The coronavirus that causes COVID-19 infection — and death — has produced an unprecedented global pandemic. To date, more than 529,093 people worldwide have been infected, and more than 23,956 have died. The virus is highly contagious and lethal.
Individuals bringing the lawsuit include:
- Maria Alejandra, an immigrant who suffers from asthma, a condition for which she has been previously hospitalized.
- Julio Cesar, an immigrant who suffers from extreme depression and anxiety which are being exacerbated by the imminent risk of exposure to COVID-19 and the lack of safety precautions taken by Bristol County or ICE.
“Our clients are afraid for their lives. They are at imminent risk of serious physical, mental, and emotional injury. The harm is compounded daily as the coronavirus spreads with no end in sight. The only known measures to reduce the risk of COVID-19 are social distancing and hygiene. Neither of these is available at Bristol County,” said Attorney Oren Nimni of Lawyers for Civil Rights.
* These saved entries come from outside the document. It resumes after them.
PR #2877, opened 2026-02-13
Proposed change for #2857 tests + code

aldexis:
Proposing some changes per my review at https://github.com/palantir/dialogue/pull/2857#pullrequestreview-3796631574


mpritham (approved):
thanks!

PR #2881, opened 2026-02-17
Preserve stacktrace for thrown QosExceptions, same as RemoteExceptions

ash211:
## Before this PR
When QosExceptions are thrown from dialogue blocking clients, they have little useful stacktrace because they're run on a separate executor service from the calling thread.

Example:
```
com.palantir.conjure.java.api.errors.QosException$Throttle: Suggested request throttling
	at com.palantir.conjure.java.api.errors.QosException.throttle(QosException.java:77)
	at com.palantir.conjure.java.dialogue.serde.ExceptionDeserializingErrorDecoder.lambda$decodeInternal$1(ExceptionDeserializingErrorDecoder.java:135)
	at java.base/java.util.Optional.orElseGet(Optional.java:364)
	at com.palantir.conjure.java.dialogue.serde.ExceptionDeserializingErrorDecoder.decodeInternal(ExceptionDeserializingErrorDecoder.java:135)
	at com.palantir.conjure.java.dialogue.serde.ExceptionDeserializingErrorDecoder.decode(ExceptionDeserializingErrorDecoder.java:101)
	at com.palantir.conjure.java.dialogue.serde.ConjureBodySerDe$EncodingDeserializerRegistry.deserialize(ConjureBodySerDe.java:322)
	at com.palantir.dialogue.futures.DialogueDirectTransformationFuture.onSuccess(DialogueDirectTransformationFuture.java:109)
	at com.google.common.util.concurrent.Futures$CallbackListener.run(Futures.java:1132)
	at com.palantir.dialogue.futures.SafeDirectExecutor.execute(SafeDirectExecutor.java:32)
	at com.google.common.util.concurrent.AbstractFuture.executeListener(AbstractFuture.java:1004)
	at com.google.common.util.concurrent.AbstractFuture.complete(AbstractFuture.java:767)
	at com.google.common.util.concurrent.AbstractFuture.set(AbstractFuture.java:491)
	at com.google.common.util.concurrent.SettableFuture.set(SettableFuture.java:48)
	at com.palantir.dialogue.futures.DialogueDirectTransformationFuture.onSuccess(DialogueDirectTransformationFuture.java:110)
	at com.google.common.util.concurrent.Futures$CallbackListener.run(Futures.java:1132)
	at com.palantir.dialogue.futures.SafeDirectExecutor.execute(SafeDirectExecutor.java:32)
	at com.google.common.util.concurrent.AbstractFuture.executeListener(AbstractFuture.java:1004)
	at com.google.common.util.concurrent.AbstractFuture.complete(AbstractFuture.java:767)
	at com.google.common.util.concurrent.AbstractFuture.set(AbstractFuture.java:491)
	at com.google.common.util.concurrent.AbstractCatchingFuture.run(AbstractCatchingFuture.java:122)
	at com.palantir.dialogue.futures.SafeDirectExecutor.execute(SafeDirectExecutor.java:32)
	at com.google.common.util.concurrent.MoreExecutors.lambda$rejectionPropagatingExecutor$0(MoreExecutors.java:1063)
	at com.google.common.util.concurrent.AbstractFuture.executeListener(AbstractFuture.java:1004)
	at com.google.common.util.concurrent.AbstractFuture.complete(AbstractFuture.java:767)
	at com.google.common.util.concurrent.AbstractFuture.set(AbstractFuture.java:491)
	at com.google.common.util.concurrent.AbstractCatchingFuture.run(AbstractCatchingFuture.java:122)
	at com.palantir.dialogue.futures.SafeDirectExecutor.execute(SafeDirectExecutor.java:32)
	at com.google.common.util.concurrent.MoreExecutors.lambda$rejectionPropagatingExecutor$0(MoreExecutors.java:1063)
	at com.google.common.util.concurrent.AbstractFuture.executeListener(AbstractFuture.java:1004)
	at com.google.common.util.concurrent.AbstractFuture.complete(AbstractFuture.java:767)
	at com.google.common.util.concurrent.AbstractFuture.set(AbstractFuture.java:491)
	at com.google.common.util.concurrent.AbstractCatchingFuture.run(AbstractCatchingFuture.java:122)
	at com.palantir.dialogue.futures.SafeDirectExecutor.execute(SafeDirectExecutor.java:32)
	at com.google.common.util.concurrent.MoreExecutors.lambda$rejectionPropagatingExecutor$0(MoreExecutors.java:1063)
	at com.google.common.util.concurrent.AbstractFuture.executeListener(AbstractFuture.java:1004)
	at com.google.common.util.concurrent.AbstractFuture.complete(AbstractFuture.java:767)
	at com.google.common.util.concurrent.AbstractFuture.set(AbstractFuture.java:491)
	at com.google.common.util.concurrent.AbstractCatchingFuture.run(AbstractCatchingFuture.java:122)
	at com.palantir.dialogue.futures.SafeDirectExecutor.execute(SafeDirectExecutor.java:32)
	at com.google.common.util.concurrent.MoreExecutors.lambda$rejectionPropagatingExecutor$0(MoreExecutors.java:1063)
	at com.google.common.util.concurrent.AbstractFuture.executeListener(AbstractFuture.java:1004)
	at com.google.common.util.concurrent.AbstractFuture.complete(AbstractFuture.java:767)
	at com.google.common.util.concurrent.AbstractFuture.set(AbstractFuture.java:491)
	at com.google.common.util.concurrent.AbstractCatchingFuture.run(AbstractCatchingFuture.java:122)
	at com.palantir.dialogue.futures.SafeDirectExecutor.execute(SafeDirectExecutor.java:32)
	at com.google.common.util.concurrent.MoreExecutors.lambda$rejectionPropagatingExecutor$0(MoreExecutors.java:1063)
	at com.google.common.util.concurrent.AbstractFuture.executeListener(AbstractFuture.java:1004)
	at com.google.common.util.concurrent.AbstractFuture.complete(AbstractFuture.java:767)
	at com.google.common.util.concurrent.AbstractFuture.setFuture(AbstractFuture.java:560)
	at com.google.common.util.concurrent.AbstractTransformFuture$AsyncTransformFuture.setResult(AbstractTransformFuture.java:237)
	at com.google.common.util.concurrent.AbstractTransformFuture$AsyncTransformFuture.setResult(AbstractTransformFuture.java:213)
	at com.google.common.util.concurrent.AbstractTransformFuture.run(AbstractTransformFuture.java:172)
	at com.palantir.dialogue.futures.SafeDirectExecutor.execute(SafeDirectExecutor.java:32)
	at com.google.common.util.concurrent.MoreExecutors.lambda$rejectionPropagatingExecutor$0(MoreExecutors.java:1063)
	at com.google.common.util.concurrent.AbstractFuture.executeListener(AbstractFuture.java:1004)
	at com.google.common.util.concurrent.AbstractFuture.complete(AbstractFuture.java:767)
	at com.google.common.util.concurrent.AbstractFuture.set(AbstractFuture.java:491)
	at com.google.common.util.concurrent.SettableFuture.set(SettableFuture.java:48)
	at com.palantir.dialogue.core.RetryingChannel$RetryingCallback$1.onSuccess(RetryingChannel.java:350)
	at com.palantir.dialogue.core.RetryingChannel$RetryingCallback$1.onSuccess(RetryingChannel.java:347)
	at com.google.common.util.concurrent.Futures$CallbackListener.run(Futures.java:1132)
	at com.palantir.dialogue.futures.SafeDirectExecutor.execute(SafeDirectExecutor.java:32)
	at com.google.common.util.concurrent.AbstractFuture.executeListener(AbstractFuture.java:1004)
	at com.google.common.util.concurrent.AbstractFuture.complete(AbstractFuture.java:767)
	at com.google.common.util.concurrent.AbstractFuture.setFuture(AbstractFuture.java:560)
	at com.google.common.util.concurrent.AbstractTransformFuture$AsyncTransformFuture.setResult(AbstractTransformFuture.java:237)
	at com.google.common.util.concurrent.AbstractTransformFuture$AsyncTransformFuture.setResult(AbstractTransformFuture.java:213)
	at com.google.common.util.concurrent.AbstractTransformFuture.run(AbstractTransformFuture.java:172)
	at com.palantir.dialogue.futures.SafeDirectExecutor.execute(SafeDirectExecutor.java:32)
	at com.google.common.util.concurrent.MoreExecutors.lambda$rejectionPropagatingExecutor$0(MoreExecutors.java:1063)
	at com.google.common.util.concurrent.AbstractFuture.executeListener(AbstractFuture.java:1004)
	at com.google.common.util.concurrent.AbstractFuture.complete(AbstractFuture.java:767)
	at com.google.common.util.concurrent.AbstractFuture.set(AbstractFuture.java:491)
	at com.google.common.util.concurrent.SettableFuture.set(SettableFuture.java:48)
	at com.palantir.dialogue.blocking.BlockingChannelAdapter$BlockingChannelAdapterChannel$BlockingChannelAdapterTask.run(BlockingChannelAdapter.java:141)
	at com.palantir.tracing.Tracers$TracingAwareRunnable.run(Tracers.java:617)
	at com.palantir.tritium.metrics.TaggedMetricsExecutorService$TaggedMetricsRunnable.run(TaggedMetricsExecutorService.java:134)
	at java.base/java.util.concurrent.Executors$RunnableAdapter.call(Executors.java:572)
	at java.base/java.util.concurrent.FutureTask.run(FutureTask.java:317)
	at com.palantir.nylon.threads.RenamingExecutorService$RenamingRunnable.run(RenamingExecutorService.java:92)
	at org.jboss.threads.EnhancedViewExecutor$EnhancedViewExecutorRunnable.run(EnhancedViewExecutor.java:496)
	at org.jboss.threads.ContextHandler$1.runWith(ContextHandler.java:18)
	at org.jboss.threads.EnhancedQueueExecutor$Task.doRunWith(EnhancedQueueExecutor.java:2651)
	at org.jboss.threads.EnhancedQueueExecutor$Task.run(EnhancedQueueExecutor.java:2630)
	at org.jboss.threads.EnhancedQueueExecutor.runThreadBody(EnhancedQueueExecutor.java:1622)
	at org.jboss.threads.EnhancedQueueExecutor$ThreadBody.run(EnhancedQueueExecutor.java:1589)
	at com.palantir.tritium.metrics.TaggedMetricsThreadFactory$InstrumentedTask.run(TaggedMetricsThreadFactory.java:94)
	at java.base/java.lang.Thread.run(Thread.java:1583)
	Suppressed: com.palantir.conjure.java.dialogue.serde.ExceptionDeserializingErrorDecoder$ResponseDiagnostic: Response Diagnostic Information
```

## After this PR
==COMMIT_MSG==
Preserve stacktrace for thrown QosExceptions, same as RemoteExceptions
==COMMIT_MSG==

With this change, we apply the same technique that `RemoteExceptions` and `UnknownRemoteExceptions` get in the two clauses above.  Those blocks re-create the exception, but now with the current thread's stacktrace. This will now include the service's callsite, making it easier to determine what codepath is triggering the QosExceptions. It also includes the service + method in the stacktrace (e.g. `DeletionOrchestrationServiceBlocking$1.initializeAndGetActiveServiceDeletionContexts`) making it easier to determine which endpoint is responding with QosExceptions.

## Possible downsides?
- this is now more code to execute during QosExceptions, which happen when the service is already under load.  Ideally we wouldn't put more work on the "service is overloaded" codepath, but I think the improvement in debuggability is worth it to me as a service owner.

### DIFF
--- a/dialogue-serde/src/main/java/com/palantir/conjure/java/dialogue/serde/DefaultClients.java
+++ b/dialogue-serde/src/main/java/com/palantir/conjure/java/dialogue/serde/DefaultClients.java
@@ -21,6 +21,7 @@ import com.google.common.util.concurrent.FutureCallback;
 import com.google.common.util.concurrent.Futures;
 import com.google.common.util.concurrent.ListenableFuture;
 import com.palantir.conjure.java.api.errors.AbstractSerializableError;
+import com.palantir.conjure.java.api.errors.QosException;
 import com.palantir.conjure.java.api.errors.RemoteException;
 import com.palantir.conjure.java.api.errors.SerializableErrorProvider;
 import com.palantir.conjure.java.api.errors.UnknownRemoteException;
@@ -139,6 +140,10 @@ enum DefaultClients implements Clients {
                 throw newUnknownRemoteException(unknownRemoteException);
             }
 
+            if (cause instanceof QosException qosException) {
+                throw newQosException(qosException);
+            }
+
             // In this case we provide a suppressed exception to mark the site where the failure was rethrown
             // to avoid losing data while retaining the original failure information.
             if (cause instanceof RuntimeException runtimeException) {
@@ -213,6 +218,30 @@ enum DefaultClients implements Clients {
     private static UnknownRemoteException newUnknownRemoteException(UnknownRemoteException cause) {
         UnknownRemoteException newException = new UnknownRemoteException(cause.getStatus(), cause.getBody());
         newException.initCause(cause);
+        return newException;
+    }
+
+    // Re-create QosException so our current stacktrace is included, similar to RemoteException handling
+    private static QosException newQosException(QosException qosException) {
+        QosException newException = qosException.accept(new QosException.Visitor<>() {
+            @Override
+            public QosException visit(QosException.Throttle exception) {
+                return exception.getRetryAfter().isPresent()
+                        ? QosException.throttle(
+                                exception.getReason(), exception.getRetryAfter().get(), qosException)
+                        : QosException.throttle(exception.getReason(), qosException);
+            }
+
+            @Override
+            public QosException visit(QosException.RetryOther exception) {
+                return QosException.retryOther(exception.getReason(), exception.getRedirectTo(), qosException);
+            }
+
+            @Override
+            public QosException visit(QosException.Unavailable exception) {
+                return QosException.unavailable(exception.getReason(), qosException);
+            }
+        });
         return newException;
     }
 
--- a/.gitignore
+++ b/.gitignore
@@ -60,3 +60,5 @@ __init__.pyc
 
 # Gradle JDKs setup
 !gradle/*
+
+.claude/settings.local.json
--- a/dialogue-serde/src/test/java/com/palantir/conjure/java/dialogue/serde/DefaultClientsBlockingTest.java
+++ b/dialogue-serde/src/test/java/com/palantir/conjure/java/dialogue/serde/DefaultClientsBlockingTest.java
@@ -26,6 +26,8 @@ import com.google.common.util.concurrent.ListenableFuture;
 import com.google.common.util.concurrent.SettableFuture;
 import com.palantir.conjure.java.api.errors.AbstractSerializableError;
 import com.palantir.conjure.java.api.errors.ErrorType;
+import com.palantir.conjure.java.api.errors.QosException;
+import com.palantir.conjure.java.api.errors.QosReason;
 import com.palantir.conjure.java.api.errors.RemoteException;
 import com.palantir.conjure.java.api.errors.SerializableError;
 import com.palantir.conjure.java.api.errors.SerializableErrorProvider;
@@ -35,6 +37,7 @@ import com.palantir.dialogue.DialogueException;
 import com.palantir.logsafe.exceptions.SafeRuntimeException;
 import java.io.IOException;
 import java.io.InputStream;
+import java.time.Duration;
 import java.util.Map;
 import java.util.Optional;
 import org.assertj.core.api.Assertions;
@@ -70,6 +73,62 @@ public class DefaultClientsBlockingTest {
                 .satisfies(exception -> {
                     assertThat(((UnknownRemoteException) exception).getBody()).isEqualTo("Nginx broke");
                 });
+    }
+
+    @Test
+    public void testQosExceptionThrottle() {
+        QosException qosException = QosException.throttle(QosReason.of("test-reason"));
+        ListenableFuture<Object> failedFuture = Futures.immediateFailedFuture(qosException);
+
+        assertThatThrownBy(() -> DefaultClients.INSTANCE.block(failedFuture))
+                .isInstanceOf(QosException.Throttle.class)
+                .isNotSameAs(qosException)
+                .hasCause(qosException)
+                .satisfies(exception ->
+                        assertThat(((QosException) exception).getReason()).isEqualTo(QosReason.of("test-reason")));
+    }
+
+    @Test
+    public void testQosExceptionThrottleWithRetryAfter() {
+        QosException qosException = QosException.throttle(QosReason.of("test-reason"), Duration.ofSeconds(30));
+        ListenableFuture<Object> failedFuture = Futures.immediateFailedFuture(qosException);
+
+        assertThatThrownBy(() -> DefaultClients.INSTANCE.block(failedFuture))
+                .isInstanceOf(QosException.Throttle.class)
+                .isNotSameAs(qosException)
+                .hasCause(qosException)
+                .satisfies(exception -> {
+                    QosException.Throttle throttle = (QosException.Throttle) exception;
+                    assertThat(throttle.getReason()).isEqualTo(QosReason.of("test-reason"));
+                    assertThat(throttle.getRetryAfter()).hasValue(Duration.ofSeconds(30));
+                });
+    }
+
+    @Test
+    public void testQosExceptionUnavailable() {
+        QosException qosException = QosException.unavailable(QosReason.of("test-unavailable"));
+        ListenableFuture<Object> failedFuture = Futures.immediateFailedFuture(qosException);
+
+        assertThatThrownBy(() -> DefaultClients.INSTANCE.block(failedFuture))
+                .isInstanceOf(QosException.Unavailable.class)
+                .isNotSameAs(qosException)
+                .hasCause(qosException)
+                .satisfies(exception ->
+                        assertThat(((QosException) exception).getReason()).isEqualTo(QosReason.of("test-unavailable")));
+    }
+
+    @Test
+    public void testQosExceptionStackTraceIncludesBlockCallSite() {
+        QosException qosException = QosException.throttle(QosReason.of("test-reason"));
+        // Clear the stack trace to simulate an exception created on a remote/async thread
+        qosException.setStackTrace(new StackTraceElement[0]);
+        ListenableFuture<Object> failedFuture = Futures.immediateFailedFuture(qosException);
+
+        assertThatThrownBy(() -> DefaultClients.INSTANCE.block(failedFuture))
+                .isInstanceOf(QosException.Throttle.class)
+                .satisfies(exception -> assertThat(exception.getStackTrace())
+                        .extracting(StackTraceElement::getMethodName)
+                        .contains("testQosExceptionStackTraceIncludesBlockCallSite"));
     }
 
     @Test


dialogue-serde/src/main/java/com/palantir/conjure/java/dialogue/serde/DefaultClients.java
```diff
@@ -216,6 +221,30 @@ private static UnknownRemoteException newUnknownRemoteException(UnknownRemoteExc
         return newException;
     }
 
+    // Re-create QosException so our current stacktrace is included, similar to RemoteException handling
+    private static QosException newQosException(QosException qosException) {
```
ash211, line 225: I looked for an equivalent method to this, but I don't see one elsewhere. The closest is in an old gotham StacktracePreservingProxy class that doesn't copy over all the properties.

A new method `QosException.copy(QosException)` might be appropriate here longer term, to reduce the risk that new fields are added in the future and not copied over.

dialogue-serde/src/main/java/com/palantir/conjure/java/dialogue/serde/DefaultClients.java
```diff
@@ -139,6 +140,10 @@ public <T> T block(ListenableFuture<T> future) {
                 throw newUnknownRemoteException(unknownRemoteException);
             }
 
+            if (cause instanceof QosException qosException) {
+                throw newQosException(qosException);
+            }
```
pkoenig10, line 145: I would expect the thrown exception to include the caller's stacktrace in a suppressed exception per the `RuntimeException` case below. Is that not happening? If so, why?

Recreating the exception is pretty brittle - if we add new functionality to `QosException`, we need to remember to update this logic so we don't lose the intention of the caller. It's also a bit surprising for callers to not get back the original `QosException`. Suppressed exceptions are the more correct way to capture this information.

aldexis: +1 to this - I'd like to confirm why the suppressed exception isn't enough first (and if we _must_ do this, it seems like a good idea to add the original as a suppressed exception instead?)

pkoenig10: > it seems like a good idea to add the original as a suppressed exception instead

If we were to create a new exception, then the original exception should probably just be the cause.

ash211: Is that the same pattern as the existing code for RemoteExceptions?

https://github.com/palantir/dialogue/blob/ce70d95373f8e328fbcce788740ffe19a442925b/dialogue-serde/src/main/java/com/palantir/conjure/java/dialogue/serde/DefaultClients.java#L158-L169

I think you're maybe suggesting we add

```
newException.initCause(qosException);
```

in the second to last line of the `newQosException()` method.

aldexis: > If we were to create a new exception, then the original exception should probably just be the cause.

Oh, yes, of course 🤦 

@ash211 Yes, I think the initCause would be necessary here, but going back to @pkoenig10 's original question - why isn't the suppressed exception working?

pkoenig10: Just because existing code does something a certain way doesn't mean it's the correct thing to do.

This code blames all the way back to https://github.com/palantir/dialogue/pull/115, with no indication why we create a new exception other than to record the caller's stacktrace. If that is the only goal, then using a suppressed exception is the more appropriate mechanism for doing so.

I would propose we change this implementation to use suppressed exception for all these cases (this would likely simplify this code quite a bit).

pkoenig10: To make this concrete, this is the change I am proposing: https://github.com/palantir/dialogue/commit/ad1720da282d4ad984f02341e4d750e34fcc7120

ash211: The change in that commit is a redefinition of what `DialogueException` is supposed to represent.

https://github.com/palantir/dialogue/blob/1232fdf97b84581d8251c1c5668885b438db7c6f/dialogue-target/src/main/java/com/palantir/dialogue/DialogueException.java#L25

When we get RemoteExceptions or QosExceptions back, we do have a response, whereas DialogueException is supposed to be `where no response is returned`.

As I look more closely, it seems like we're currently adding a suppressed exception before rethrowing it here:

https://github.com/palantir/dialogue/blob/1232fdf97b84581d8251c1c5668885b438db7c6f/dialogue-serde/src/main/java/com/palantir/conjure/java/dialogue/serde/DefaultClients.java#L142-L147

But it doesn't seem to be included in the logging point where I see in my logs: https://pl.ntr/2zO.  Do you think the suppressed exception is getting lost somewhere?

pkoenig10: > The change in that commit is a redefinition of what `DialogueException` is supposed to represent.

That commit doesn't throw `DialogueException` in any cases that don't throw `DialogueException` in the current implementation. It simply avoids special casing certain `RuntimeException` types. It doesn't throw `DialogueException` for `RemoteException` or `QosException` - you can see this in the tests.

> But it doesn't seem to be included in the logging point where I see in my logs: https://pl.ntr/2zO. Do you think the suppressed exception is getting lost somewhere?

There's not enough information in those logs alone to know where that exception came from. The origin of that logs appears to be some sort of logging utility that is used by multiple code paths. My best guess is that this exception came from an async client and we pass the exception from the failed future directly to that utility.

pkoenig10: Looking at the other logs on this trace ID, I see [this `RetryingChannel` log](https://github.com/palantir/dialogue/blob/1232fdf97b84581d8251c1c5668885b438db7c6f/dialogue-core/src/main/java/com/palantir/dialogue/core/RetryingChannel.java#L415-L423) `Exhausted {} retries, returning last received response with status {}` for `ActionsService.applyActionV2`. And looking at the code for this service, the only non-test usage of this endpoint is [this code](https://pl.ntr/2zP) which does use an async client.

pkoenig10: And [here's the code](https://pl.ntr/2zQ) where we handle the failure of this future by passing the exception directly into the logging utility.

So the code being modified here isn't relevant for the error that motivated this PR.

ash211: Looks like you verified the hypothesis that the callsite is an Async conjure client with a common logging method on any thrown Throwables.

Do you think the fix I'm looking for (useful stacktraces) would actually come from switching the conjure client from Async->Blocking?  I have a PR up [here](https://pl.ntr/2zT) with discussion on that, and I'd appreciate your thoughts there.

pkoenig10: > Do you think the fix I'm looking for (useful stacktraces) would actually come from switching the conjure client from Async->Blocking?

That would fix the immediate problem, but isn't strictly necessary. There's nothing about this usage that is specific to Dialogue clients - the same thing would happen with any future task whose failure you are logging.

While we do generally recommend using blocking clients with thread pools, there are cases where you want to use async clients.

Instead of switching the clients, I'd recommend refactoring this code to capture the caller's stacktrace at the point you consume the future. Concretely, instead of logging the failure using `exceptionally(...)`, do the logging at the point where you consume the future using `get()` and attach the caller's stacktrace at that point. For example, with a utility like this:

```java
public static <T> T get(Future<T> future) {
    try {
        return future.get();
    } catch (ExecutionException e) {
        switch (e.getCause()) {
            case RuntimeException runtimeException -> {
                runtimeException.addSuppressed(new SafeRuntimeException("Future failed"));
                throw runtimeException;
            }
            case Error error -> {
                error.addSuppressed(new SafeRuntimeException("Future failed"));
                throw error;
            }
            default -> {
                throw new RuntimeException(e.getCause());
            }
        }
    } catch (InterruptedException e) {
        Thread.currentThread().interrupt();
        throw new RuntimeException(e);
    }
}
```

pkoenig10:
Going to close this out, as it seems like we misdiagnosed the problem that motivated this PR.

I've put up https://github.com/palantir/dialogue/pull/2885 to improve/simplify the way we wrap exceptions here.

“We strongly urge the protection of the health, safety, and well-being of all people, including those who due to their immigration status are being held in Bristol County. The dense concentration of individuals in immigration detention facilities confines them to an environment where they are at a high risk of serious Covid-19 infection. At a time when our health care institutions are already lacking in capacity to meet the overwhelming challenges of the pandemic, it is clear that detention facilities are even less prepared to protect and care for the health of those who are under their supervision. This crisis calls for the humane release of immigrants from Bristol County. We urge that this release take place immediately,” said Natalicia Tracy, Executive Director of the Brazilian Worker Center, an organization in the front lines working with immigrant families, including the relatives of detained immigrants, in response to the coronavirus.
The class action seeks immediate release of immigrants detained by ICE so they can adhere to guidance from public health authorities and take the steps recommended by medical professionals.
The lawsuit, filed as a complaint and petition for writ of habeas corpus, was brought against Bristol County Sheriff Hodgson; Bristol County House of Corrections Superintendent Steven Souza; Acting Director of ICE’s Boston Field Office Todd Lyons; Acting Homeland Security Secretary Chad Wolf; and ICE Director Matthew Albence. The lawsuit also names ICE and the Department of Homeland Security as defendants.
The Worker & Immigrant Rights Advocacy Clinic (WIRAC) at Yale Law School represent immigrants, low-wage workers, and their organizations in labor, immigration, criminal justice, civil rights, and other matters.